Stored data entries:
------------------------------
PR #1155, opened 2015-02-19
CAT-1243 Adjust gradle files to make Catroid work with Android Studio 1....

amix73:
...x

PR #1167, opened 2015-02-25
Cat-1243

kaufi:
substitutes #1155 

we definately need a ticket for the Handlerleak Lint warning!

### DIFF
--- a/build.gradle
+++ b/build.gradle
@@ -5,8 +5,8 @@ buildscript {
         mavenCentral()
     }
     dependencies {
-        classpath 'com.android.tools.build:gradle:1.0.0'
-        classpath 'com.jakewharton.sdkmanager:gradle-plugin:0.10.+'
+        classpath 'com.android.tools.build:gradle:1.0.1'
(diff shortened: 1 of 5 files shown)


kaufi:
it seems, that with the new version, all tasks for the tests have been renamed...
assembleDebugTest->assembleDebugAndroidTest and so on!
so we have to be careful, since this requires a change on the Jenkins side

kaufi:
@avihric @SimonStefan shall we forget about the gradle plugin update (at least to the latest version) for now and use the latest possible version which is compatible with our current jenkins configuration?

SimonStefan:
yes, I think we can postpone the update to version 1.1.x

SimonStefan:
ok to test

kaufi:
something is still not working - have to have a look into it; also strange, that on my local machine "gradle check" reports 0 lint warnings/errors, and here we have 2 of them :)

avihric:
ok to test

avihric:
ok to test

avihric:
ok to test

linsm:
ok to test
------------------------------
■ Work item:
Return each line among the entries that holds the word "files".

■ Reply to the exercise:
CAT-1243 Adjust gradle files to make Catroid work with Android Studio 1....
(diff shortened: 1 of 5 files shown)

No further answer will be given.